BEGIN Records to process

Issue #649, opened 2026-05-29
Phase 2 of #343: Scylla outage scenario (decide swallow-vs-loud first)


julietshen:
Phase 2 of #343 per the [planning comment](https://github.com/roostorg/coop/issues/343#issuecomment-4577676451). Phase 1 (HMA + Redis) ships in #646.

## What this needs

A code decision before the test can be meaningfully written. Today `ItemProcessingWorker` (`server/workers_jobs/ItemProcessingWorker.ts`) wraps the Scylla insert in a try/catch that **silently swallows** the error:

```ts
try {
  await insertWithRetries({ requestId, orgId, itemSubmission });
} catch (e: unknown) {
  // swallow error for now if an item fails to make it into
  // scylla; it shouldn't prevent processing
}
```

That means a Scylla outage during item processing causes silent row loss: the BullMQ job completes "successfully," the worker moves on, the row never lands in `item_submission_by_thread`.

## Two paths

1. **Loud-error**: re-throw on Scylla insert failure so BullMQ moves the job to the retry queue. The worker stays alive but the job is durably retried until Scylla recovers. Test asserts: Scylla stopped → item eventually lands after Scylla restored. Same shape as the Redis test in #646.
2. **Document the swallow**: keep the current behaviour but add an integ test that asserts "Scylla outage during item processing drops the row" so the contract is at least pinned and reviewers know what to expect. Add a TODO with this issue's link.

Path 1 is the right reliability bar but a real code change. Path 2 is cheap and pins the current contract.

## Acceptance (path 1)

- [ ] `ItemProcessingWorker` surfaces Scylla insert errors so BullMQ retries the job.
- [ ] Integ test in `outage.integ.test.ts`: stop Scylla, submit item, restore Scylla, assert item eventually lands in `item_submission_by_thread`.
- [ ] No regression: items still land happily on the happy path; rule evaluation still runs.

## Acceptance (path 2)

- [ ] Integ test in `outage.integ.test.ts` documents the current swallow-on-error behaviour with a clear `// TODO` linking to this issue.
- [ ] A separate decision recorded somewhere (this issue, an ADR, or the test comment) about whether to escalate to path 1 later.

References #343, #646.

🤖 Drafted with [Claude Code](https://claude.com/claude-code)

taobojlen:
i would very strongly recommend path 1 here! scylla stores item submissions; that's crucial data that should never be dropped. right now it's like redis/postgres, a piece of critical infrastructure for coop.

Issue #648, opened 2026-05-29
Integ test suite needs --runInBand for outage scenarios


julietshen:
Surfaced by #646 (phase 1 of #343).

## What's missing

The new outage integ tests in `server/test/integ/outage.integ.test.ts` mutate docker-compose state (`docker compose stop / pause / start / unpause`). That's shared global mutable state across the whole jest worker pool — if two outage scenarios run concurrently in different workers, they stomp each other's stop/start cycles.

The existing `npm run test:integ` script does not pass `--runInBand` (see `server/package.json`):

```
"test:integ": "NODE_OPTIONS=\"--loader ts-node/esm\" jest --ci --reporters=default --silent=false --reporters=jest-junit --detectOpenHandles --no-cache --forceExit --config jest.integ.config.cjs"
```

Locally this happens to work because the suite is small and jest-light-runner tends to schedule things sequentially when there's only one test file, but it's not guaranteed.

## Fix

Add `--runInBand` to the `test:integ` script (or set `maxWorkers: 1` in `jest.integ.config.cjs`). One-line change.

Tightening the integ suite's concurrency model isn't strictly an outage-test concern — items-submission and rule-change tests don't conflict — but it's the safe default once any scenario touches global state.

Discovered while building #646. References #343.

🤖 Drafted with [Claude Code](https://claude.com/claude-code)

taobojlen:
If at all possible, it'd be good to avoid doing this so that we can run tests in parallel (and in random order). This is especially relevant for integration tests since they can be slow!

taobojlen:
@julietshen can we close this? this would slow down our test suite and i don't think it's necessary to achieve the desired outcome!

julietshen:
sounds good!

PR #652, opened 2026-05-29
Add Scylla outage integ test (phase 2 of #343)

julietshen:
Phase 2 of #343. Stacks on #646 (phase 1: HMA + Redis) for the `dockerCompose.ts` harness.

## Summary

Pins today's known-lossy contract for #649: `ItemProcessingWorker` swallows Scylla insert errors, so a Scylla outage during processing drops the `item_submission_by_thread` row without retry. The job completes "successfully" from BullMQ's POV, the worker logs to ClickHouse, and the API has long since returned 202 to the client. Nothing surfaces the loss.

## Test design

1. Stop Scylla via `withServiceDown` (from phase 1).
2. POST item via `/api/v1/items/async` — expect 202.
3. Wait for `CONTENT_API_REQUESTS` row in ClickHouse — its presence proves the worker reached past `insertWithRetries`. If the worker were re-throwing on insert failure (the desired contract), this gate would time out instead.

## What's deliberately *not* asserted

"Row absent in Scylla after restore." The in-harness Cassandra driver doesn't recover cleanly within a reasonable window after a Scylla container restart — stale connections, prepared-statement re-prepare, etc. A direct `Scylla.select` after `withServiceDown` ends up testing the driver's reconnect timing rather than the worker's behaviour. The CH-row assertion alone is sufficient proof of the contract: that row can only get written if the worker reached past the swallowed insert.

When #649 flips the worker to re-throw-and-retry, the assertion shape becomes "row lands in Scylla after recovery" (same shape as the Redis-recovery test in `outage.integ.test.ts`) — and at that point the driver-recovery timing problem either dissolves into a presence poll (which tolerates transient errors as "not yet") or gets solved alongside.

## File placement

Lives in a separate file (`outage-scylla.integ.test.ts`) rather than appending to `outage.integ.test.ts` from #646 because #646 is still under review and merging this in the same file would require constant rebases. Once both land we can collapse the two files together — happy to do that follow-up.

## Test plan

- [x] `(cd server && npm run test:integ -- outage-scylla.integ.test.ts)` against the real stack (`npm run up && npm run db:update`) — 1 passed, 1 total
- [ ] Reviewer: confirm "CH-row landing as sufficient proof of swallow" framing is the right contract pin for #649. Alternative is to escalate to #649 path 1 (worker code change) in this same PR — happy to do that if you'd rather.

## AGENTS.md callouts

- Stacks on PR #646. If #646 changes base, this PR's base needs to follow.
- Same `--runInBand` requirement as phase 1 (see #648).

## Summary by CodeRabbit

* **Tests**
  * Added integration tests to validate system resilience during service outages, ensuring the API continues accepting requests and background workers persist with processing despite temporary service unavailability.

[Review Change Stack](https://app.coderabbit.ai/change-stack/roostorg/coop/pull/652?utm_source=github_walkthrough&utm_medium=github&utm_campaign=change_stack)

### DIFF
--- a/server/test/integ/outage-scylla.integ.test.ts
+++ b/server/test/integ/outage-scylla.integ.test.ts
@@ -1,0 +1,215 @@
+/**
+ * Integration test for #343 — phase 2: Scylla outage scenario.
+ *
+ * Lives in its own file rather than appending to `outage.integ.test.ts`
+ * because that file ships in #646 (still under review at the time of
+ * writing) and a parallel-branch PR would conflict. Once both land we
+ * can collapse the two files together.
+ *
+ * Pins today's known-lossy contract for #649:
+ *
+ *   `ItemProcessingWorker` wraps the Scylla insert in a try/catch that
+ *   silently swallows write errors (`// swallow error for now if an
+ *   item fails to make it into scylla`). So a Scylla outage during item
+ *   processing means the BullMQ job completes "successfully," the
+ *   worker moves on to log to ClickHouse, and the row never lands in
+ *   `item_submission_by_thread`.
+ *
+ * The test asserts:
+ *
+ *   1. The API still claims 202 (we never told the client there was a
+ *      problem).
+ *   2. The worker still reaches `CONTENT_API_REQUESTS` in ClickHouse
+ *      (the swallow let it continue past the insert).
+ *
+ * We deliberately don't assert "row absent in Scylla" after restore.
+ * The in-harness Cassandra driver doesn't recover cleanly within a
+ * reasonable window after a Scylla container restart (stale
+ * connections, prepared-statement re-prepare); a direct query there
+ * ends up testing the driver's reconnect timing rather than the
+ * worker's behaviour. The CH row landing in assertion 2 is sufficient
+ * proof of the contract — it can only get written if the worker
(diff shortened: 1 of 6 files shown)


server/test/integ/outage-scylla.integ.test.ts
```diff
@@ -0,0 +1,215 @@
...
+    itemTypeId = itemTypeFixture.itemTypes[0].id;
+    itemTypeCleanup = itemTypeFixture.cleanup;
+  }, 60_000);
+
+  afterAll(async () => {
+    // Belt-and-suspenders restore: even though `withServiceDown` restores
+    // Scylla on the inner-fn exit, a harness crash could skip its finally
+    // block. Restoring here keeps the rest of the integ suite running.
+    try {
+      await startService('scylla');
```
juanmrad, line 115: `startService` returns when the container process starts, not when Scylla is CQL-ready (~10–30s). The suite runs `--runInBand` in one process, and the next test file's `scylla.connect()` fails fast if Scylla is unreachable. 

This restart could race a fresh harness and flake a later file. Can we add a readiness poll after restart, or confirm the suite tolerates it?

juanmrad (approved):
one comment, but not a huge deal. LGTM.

END Records to process

# What is expected
Exactly as they appear, copy the lines of the listing above from the first through the one that contains "## What this needs", and nothing more.

# The answer
Issue #649, opened 2026-05-29
Phase 2 of #343: Scylla outage scenario (decide swallow-vs-loud first)


julietshen:
Phase 2 of #343 per the [planning comment](https://github.com/roostorg/coop/issues/343#issuecomment-4577676451). Phase 1 (HMA + Redis) ships in #646.

## What this needs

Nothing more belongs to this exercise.